| WORK INSTRUCTIONS |
The complete listing should be restated exactly.

| AVAILABLE DATA |
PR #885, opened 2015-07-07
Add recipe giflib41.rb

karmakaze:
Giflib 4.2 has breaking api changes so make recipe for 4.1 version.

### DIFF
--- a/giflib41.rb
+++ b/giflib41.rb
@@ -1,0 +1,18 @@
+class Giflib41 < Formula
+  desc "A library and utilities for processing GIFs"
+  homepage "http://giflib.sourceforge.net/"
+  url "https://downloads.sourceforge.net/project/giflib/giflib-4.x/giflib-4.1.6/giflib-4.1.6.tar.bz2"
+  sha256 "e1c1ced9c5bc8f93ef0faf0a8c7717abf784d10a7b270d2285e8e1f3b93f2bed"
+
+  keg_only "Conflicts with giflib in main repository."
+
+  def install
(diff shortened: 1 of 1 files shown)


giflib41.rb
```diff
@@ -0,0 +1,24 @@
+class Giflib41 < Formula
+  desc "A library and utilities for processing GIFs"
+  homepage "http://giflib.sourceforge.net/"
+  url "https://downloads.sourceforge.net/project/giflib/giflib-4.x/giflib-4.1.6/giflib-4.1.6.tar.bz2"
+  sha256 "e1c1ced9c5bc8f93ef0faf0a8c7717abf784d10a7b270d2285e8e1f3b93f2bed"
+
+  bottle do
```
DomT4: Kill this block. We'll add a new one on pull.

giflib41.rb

| OUTPUT OF THE EXERCISE |
PR #885, opened 2015-07-07
Add recipe giflib41.rb

karmakaze:
Giflib 4.2 has breaking api changes so make recipe for 4.1 version.

### DIFF
--- a/giflib41.rb
+++ b/giflib41.rb
@@ -1,0 +1,18 @@
+class Giflib41 < Formula
+  desc "A library and utilities for processing GIFs"
+  homepage "http://giflib.sourceforge.net/"
+  url "https://downloads.sourceforge.net/project/giflib/giflib-4.x/giflib-4.1.6/giflib-4.1.6.tar.bz2"
+  sha256 "e1c1ced9c5bc8f93ef0faf0a8c7717abf784d10a7b270d2285e8e1f3b93f2bed"
+
+  keg_only "Conflicts with giflib in main repository."
+
+  def install
(diff shortened: 1 of 1 files shown)


giflib41.rb
```diff
@@ -0,0 +1,24 @@
+class Giflib41 < Formula
+  desc "A library and utilities for processing GIFs"
+  homepage "http://giflib.sourceforge.net/"
+  url "https://downloads.sourceforge.net/project/giflib/giflib-4.x/giflib-4.1.6/giflib-4.1.6.tar.bz2"
+  sha256 "e1c1ced9c5bc8f93ef0faf0a8c7717abf784d10a7b270d2285e8e1f3b93f2bed"
+
+  bottle do
```
DomT4: Kill this block. We'll add a new one on pull.

giflib41.rb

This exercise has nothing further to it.